Would you retype each of the records exactly as shown?

[Collected data]
--

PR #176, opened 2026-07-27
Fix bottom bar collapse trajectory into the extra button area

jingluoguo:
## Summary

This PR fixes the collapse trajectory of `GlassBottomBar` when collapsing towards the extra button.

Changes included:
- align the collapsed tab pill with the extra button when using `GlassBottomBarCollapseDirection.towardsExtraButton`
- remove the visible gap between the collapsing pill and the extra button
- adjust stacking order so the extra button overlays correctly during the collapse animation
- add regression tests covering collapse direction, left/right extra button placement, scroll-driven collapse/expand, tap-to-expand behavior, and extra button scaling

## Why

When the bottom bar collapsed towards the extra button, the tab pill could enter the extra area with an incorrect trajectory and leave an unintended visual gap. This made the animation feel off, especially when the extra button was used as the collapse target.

--

__Response box__.
PR #176, opened 2026-07-27
Fix bottom bar collapse trajectory into the extra button area

jingluoguo:
## Summary

This PR fixes the collapse trajectory of `GlassBottomBar` when collapsing towards the extra button.

Changes included:
- align the collapsed tab pill with the extra button when using `GlassBottomBarCollapseDirection.towardsExtraButton`
- remove the visible gap between the collapsing pill and the extra button
- adjust stacking order so the extra button overlays correctly during the collapse animation
- add regression tests covering collapse direction, left/right extra button placement, scroll-driven collapse/expand, tap-to-expand behavior, and extra button scaling

## Why

When the bottom bar collapsed towards the extra button, the tab pill could enter the extra area with an incorrect trajectory and leave an unintended visual gap. This made the animation feel off, especially when the extra button was used as the collapse target.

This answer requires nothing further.